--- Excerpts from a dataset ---
____

Issue #5907, opened 2024-10-24
[Core feature] Summary of Interactive Mode for Jupyter Notebook 


Mecoli1219:
### Motivation: Why do you think this is important?

This issue aggregates all PRs related to Jupyter Notebook interactive mode. 

### Goal: What should the final outcome look like, ideally?

```
remote = FlyteRemote(Config.auto(), default_project="flytesnacks", default_domain="development", interactive_mode_enabled=True)

out = remote.execute(wf, inputs={})
```

### Describe alternatives you've considered 

- [x] Support Interactive Mode for Jupyter Notebook
- [x] Automatic assign version
  - [ ] Need update as described in https://github.com/flyteorg/flyte/issues/5881
- [x] Restrict Dynamic mode
  - [ ] Perhaps support Dynamic mode?
- [x] Restrict different Python version
- [x] Blog post: https://hackmd.io/@1E0FEh2MS_OpXGUAjEFIOQ/ByTTT821Jl
- [ ] Some new ideas waiting to be discussed
  - [ ] <s>New interface like FlyteFuture? (Supporting `task.remote()`)</s>

###  Propose: Link/Inline OR Additional context 

Check out the blog post: https://hackmd.io/@1E0FEh2MS_OpXGUAjEFIOQ/ByTTT821Jl

### Are you sure this issue hasn't been raised already?

- [X] Yes

### Have you read the Code of Conduct?

- [X] Yes

eapolinario:
Thank you, this is one of the best features released recently in Flyte!

PR #5997, opened 2024-11-12
[WIP] [Docs] Add usage for jupyter notebook interactive mode

Mecoli1219:
## Tracking issue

____

--- YOUR TASK ---
Count how many lines in the records hold the string "https"; reply with the number alone.

--- SOLUTION TO THIS TASK ---
3